[DATA FOR THIS EXERCISE Boundary: Start]

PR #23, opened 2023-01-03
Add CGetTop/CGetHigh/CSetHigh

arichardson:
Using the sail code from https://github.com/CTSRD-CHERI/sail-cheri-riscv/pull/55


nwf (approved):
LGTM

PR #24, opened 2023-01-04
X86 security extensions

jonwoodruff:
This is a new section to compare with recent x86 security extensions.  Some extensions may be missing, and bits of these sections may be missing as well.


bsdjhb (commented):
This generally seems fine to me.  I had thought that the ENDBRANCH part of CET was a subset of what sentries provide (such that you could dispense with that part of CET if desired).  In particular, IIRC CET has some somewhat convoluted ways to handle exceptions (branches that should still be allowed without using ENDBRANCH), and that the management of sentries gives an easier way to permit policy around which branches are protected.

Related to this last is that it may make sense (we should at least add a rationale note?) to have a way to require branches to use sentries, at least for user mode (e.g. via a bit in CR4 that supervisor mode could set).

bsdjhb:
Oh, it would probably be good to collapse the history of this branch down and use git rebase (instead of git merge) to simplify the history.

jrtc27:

[DATA FOR THIS EXERCISE Boundary: End]
[DATA FOR THIS EXERCISE Boundary: Start]

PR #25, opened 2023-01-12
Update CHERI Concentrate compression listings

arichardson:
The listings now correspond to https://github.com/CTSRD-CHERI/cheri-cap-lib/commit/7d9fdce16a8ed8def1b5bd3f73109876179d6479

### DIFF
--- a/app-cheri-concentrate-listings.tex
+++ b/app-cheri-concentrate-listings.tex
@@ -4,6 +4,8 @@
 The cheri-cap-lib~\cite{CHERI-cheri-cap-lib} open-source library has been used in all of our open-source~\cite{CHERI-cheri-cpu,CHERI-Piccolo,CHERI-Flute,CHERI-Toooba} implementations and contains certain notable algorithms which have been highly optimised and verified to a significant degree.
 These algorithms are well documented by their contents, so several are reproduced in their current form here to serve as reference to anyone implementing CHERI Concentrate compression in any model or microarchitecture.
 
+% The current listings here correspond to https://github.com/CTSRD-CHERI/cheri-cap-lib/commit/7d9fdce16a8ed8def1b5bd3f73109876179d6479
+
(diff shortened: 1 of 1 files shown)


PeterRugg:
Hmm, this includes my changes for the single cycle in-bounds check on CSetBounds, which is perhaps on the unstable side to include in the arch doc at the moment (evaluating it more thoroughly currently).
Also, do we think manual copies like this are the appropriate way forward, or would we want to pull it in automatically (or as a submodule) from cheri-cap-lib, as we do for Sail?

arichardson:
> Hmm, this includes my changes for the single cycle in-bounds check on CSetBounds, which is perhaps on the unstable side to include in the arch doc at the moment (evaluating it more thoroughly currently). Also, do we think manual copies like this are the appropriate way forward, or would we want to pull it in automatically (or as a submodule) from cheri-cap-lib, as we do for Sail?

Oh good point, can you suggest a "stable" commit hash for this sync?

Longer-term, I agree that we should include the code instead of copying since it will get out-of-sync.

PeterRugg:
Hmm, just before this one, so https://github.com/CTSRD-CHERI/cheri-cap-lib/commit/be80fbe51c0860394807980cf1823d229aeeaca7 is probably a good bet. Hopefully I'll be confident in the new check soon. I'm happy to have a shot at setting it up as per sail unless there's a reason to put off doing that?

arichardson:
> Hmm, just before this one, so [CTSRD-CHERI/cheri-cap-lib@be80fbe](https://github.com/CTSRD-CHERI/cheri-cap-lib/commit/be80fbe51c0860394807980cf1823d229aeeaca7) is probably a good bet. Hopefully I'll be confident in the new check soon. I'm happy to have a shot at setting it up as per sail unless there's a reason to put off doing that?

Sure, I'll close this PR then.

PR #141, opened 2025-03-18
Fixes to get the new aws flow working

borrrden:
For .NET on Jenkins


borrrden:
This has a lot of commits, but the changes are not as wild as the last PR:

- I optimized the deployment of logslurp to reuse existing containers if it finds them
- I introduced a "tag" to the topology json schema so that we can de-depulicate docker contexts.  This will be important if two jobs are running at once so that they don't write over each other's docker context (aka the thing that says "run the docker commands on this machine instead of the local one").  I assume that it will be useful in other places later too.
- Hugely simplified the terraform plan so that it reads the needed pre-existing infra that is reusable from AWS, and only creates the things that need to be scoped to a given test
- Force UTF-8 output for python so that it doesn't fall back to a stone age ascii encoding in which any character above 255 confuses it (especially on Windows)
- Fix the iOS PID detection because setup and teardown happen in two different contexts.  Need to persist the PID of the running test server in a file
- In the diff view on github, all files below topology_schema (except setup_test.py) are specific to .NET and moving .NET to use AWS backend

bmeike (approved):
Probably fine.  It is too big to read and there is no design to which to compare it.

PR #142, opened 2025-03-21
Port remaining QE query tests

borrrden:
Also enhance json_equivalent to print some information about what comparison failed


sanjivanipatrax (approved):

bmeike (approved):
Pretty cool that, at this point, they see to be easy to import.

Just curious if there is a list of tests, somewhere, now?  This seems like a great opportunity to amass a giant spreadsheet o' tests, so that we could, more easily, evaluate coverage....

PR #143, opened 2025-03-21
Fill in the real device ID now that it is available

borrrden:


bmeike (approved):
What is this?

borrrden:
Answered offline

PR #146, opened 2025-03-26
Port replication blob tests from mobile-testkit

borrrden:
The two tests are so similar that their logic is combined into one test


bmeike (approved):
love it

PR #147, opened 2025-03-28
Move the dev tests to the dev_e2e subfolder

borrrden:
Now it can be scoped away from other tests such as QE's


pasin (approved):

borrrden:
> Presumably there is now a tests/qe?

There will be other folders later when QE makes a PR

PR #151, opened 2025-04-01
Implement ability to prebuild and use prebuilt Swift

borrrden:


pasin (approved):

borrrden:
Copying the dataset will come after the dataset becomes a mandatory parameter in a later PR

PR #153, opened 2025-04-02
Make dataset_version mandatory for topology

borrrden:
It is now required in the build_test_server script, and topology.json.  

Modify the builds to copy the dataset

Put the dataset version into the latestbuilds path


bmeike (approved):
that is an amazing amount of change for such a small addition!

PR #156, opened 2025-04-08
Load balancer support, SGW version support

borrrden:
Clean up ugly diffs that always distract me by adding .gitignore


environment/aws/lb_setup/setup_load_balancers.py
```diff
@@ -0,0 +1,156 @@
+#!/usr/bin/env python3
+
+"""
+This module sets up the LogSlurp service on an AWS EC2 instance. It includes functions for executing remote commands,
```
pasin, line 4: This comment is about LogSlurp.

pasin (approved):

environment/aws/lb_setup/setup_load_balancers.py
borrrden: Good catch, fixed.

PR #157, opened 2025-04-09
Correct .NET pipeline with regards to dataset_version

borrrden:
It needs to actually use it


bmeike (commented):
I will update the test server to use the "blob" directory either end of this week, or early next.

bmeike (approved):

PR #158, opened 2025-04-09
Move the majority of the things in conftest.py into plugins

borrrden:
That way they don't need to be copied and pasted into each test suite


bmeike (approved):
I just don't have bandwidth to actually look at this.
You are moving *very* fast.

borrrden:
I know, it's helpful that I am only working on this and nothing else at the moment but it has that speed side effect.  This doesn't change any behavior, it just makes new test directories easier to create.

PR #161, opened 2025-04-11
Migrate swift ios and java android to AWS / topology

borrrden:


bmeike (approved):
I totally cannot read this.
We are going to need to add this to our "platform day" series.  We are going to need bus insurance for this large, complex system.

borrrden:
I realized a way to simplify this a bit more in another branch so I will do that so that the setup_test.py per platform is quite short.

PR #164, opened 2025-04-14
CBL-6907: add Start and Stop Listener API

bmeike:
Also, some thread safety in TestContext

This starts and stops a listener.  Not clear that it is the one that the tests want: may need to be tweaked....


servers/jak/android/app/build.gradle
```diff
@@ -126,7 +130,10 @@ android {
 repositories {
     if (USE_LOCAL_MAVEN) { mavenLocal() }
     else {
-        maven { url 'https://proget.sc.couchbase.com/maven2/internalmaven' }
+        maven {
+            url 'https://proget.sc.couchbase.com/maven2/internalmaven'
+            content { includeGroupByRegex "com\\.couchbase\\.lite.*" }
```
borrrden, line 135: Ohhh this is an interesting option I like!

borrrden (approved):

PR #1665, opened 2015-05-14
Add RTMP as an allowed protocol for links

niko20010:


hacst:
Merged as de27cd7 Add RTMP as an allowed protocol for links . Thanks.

[DATA FOR THIS EXERCISE Boundary: End]
[DATA FOR THIS EXERCISE Boundary: Start]

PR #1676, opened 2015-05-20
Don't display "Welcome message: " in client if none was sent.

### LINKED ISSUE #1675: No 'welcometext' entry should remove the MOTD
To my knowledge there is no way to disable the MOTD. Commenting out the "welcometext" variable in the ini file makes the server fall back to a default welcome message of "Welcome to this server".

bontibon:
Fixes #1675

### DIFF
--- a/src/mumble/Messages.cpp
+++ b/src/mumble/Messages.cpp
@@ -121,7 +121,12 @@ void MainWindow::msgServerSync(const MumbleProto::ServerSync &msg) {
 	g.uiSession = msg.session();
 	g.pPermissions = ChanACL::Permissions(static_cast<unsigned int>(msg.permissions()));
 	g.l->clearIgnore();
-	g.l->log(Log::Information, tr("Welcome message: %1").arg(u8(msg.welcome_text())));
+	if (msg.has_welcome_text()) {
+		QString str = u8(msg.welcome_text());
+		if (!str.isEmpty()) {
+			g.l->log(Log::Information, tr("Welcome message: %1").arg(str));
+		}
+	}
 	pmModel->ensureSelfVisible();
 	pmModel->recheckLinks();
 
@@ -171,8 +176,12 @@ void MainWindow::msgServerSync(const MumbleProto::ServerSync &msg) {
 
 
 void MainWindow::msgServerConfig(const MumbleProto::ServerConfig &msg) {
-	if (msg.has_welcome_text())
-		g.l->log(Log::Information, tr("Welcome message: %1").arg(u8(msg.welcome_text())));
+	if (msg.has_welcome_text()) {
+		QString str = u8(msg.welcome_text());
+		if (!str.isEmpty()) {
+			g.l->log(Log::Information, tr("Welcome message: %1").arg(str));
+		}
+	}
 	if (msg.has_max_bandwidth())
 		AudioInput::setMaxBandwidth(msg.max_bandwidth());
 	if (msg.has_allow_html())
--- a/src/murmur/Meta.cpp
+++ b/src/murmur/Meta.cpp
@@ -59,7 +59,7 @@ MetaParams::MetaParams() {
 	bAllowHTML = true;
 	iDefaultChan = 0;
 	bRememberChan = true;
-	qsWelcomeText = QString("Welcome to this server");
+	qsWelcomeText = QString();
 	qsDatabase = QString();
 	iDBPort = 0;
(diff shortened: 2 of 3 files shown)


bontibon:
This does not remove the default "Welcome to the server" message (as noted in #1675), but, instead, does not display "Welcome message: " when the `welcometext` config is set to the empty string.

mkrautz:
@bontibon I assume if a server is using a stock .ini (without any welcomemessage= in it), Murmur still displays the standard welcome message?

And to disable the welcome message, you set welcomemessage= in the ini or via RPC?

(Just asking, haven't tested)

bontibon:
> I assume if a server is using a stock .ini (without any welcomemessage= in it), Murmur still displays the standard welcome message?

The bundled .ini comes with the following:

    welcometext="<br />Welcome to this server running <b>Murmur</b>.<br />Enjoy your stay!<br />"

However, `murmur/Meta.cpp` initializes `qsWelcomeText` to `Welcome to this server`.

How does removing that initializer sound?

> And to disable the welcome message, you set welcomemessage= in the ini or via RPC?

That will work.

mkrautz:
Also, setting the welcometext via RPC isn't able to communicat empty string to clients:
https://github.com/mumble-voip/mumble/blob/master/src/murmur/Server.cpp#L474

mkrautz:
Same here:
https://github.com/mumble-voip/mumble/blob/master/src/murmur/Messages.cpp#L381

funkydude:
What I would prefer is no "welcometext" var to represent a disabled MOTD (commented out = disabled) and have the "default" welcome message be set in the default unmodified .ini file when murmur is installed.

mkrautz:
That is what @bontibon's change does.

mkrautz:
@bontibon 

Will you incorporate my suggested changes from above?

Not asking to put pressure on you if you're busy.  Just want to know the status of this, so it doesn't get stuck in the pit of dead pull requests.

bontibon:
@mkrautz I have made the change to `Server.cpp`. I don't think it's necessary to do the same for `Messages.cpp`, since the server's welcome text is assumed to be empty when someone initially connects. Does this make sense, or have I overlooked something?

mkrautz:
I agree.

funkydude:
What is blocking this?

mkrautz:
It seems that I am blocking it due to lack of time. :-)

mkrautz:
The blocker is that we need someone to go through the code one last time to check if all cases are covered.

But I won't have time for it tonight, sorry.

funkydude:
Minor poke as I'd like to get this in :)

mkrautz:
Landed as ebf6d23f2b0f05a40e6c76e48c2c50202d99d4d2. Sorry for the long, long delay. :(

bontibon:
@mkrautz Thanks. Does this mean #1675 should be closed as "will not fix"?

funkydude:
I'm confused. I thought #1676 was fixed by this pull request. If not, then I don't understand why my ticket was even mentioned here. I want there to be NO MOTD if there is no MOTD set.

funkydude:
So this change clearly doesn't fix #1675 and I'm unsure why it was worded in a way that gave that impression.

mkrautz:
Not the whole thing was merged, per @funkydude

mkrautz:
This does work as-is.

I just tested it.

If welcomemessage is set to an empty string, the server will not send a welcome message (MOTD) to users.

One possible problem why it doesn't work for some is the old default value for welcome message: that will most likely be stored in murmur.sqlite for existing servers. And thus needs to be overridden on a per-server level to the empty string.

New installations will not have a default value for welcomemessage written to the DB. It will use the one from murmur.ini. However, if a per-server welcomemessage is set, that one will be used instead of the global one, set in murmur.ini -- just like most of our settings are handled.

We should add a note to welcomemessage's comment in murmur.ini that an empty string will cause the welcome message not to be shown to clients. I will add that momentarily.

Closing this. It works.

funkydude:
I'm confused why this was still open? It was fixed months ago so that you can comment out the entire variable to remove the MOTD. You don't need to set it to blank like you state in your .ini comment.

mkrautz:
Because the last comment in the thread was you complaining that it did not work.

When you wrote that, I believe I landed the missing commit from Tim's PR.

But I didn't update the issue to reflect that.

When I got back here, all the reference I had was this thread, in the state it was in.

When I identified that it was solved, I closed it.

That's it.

[DATA FOR THIS EXERCISE Boundary: End]

Take every line from the data that contains the word "closed".

@mkrautz Thanks. Does this mean #1675 should be closed as "will not fix"?
When I identified that it was solved, I closed it.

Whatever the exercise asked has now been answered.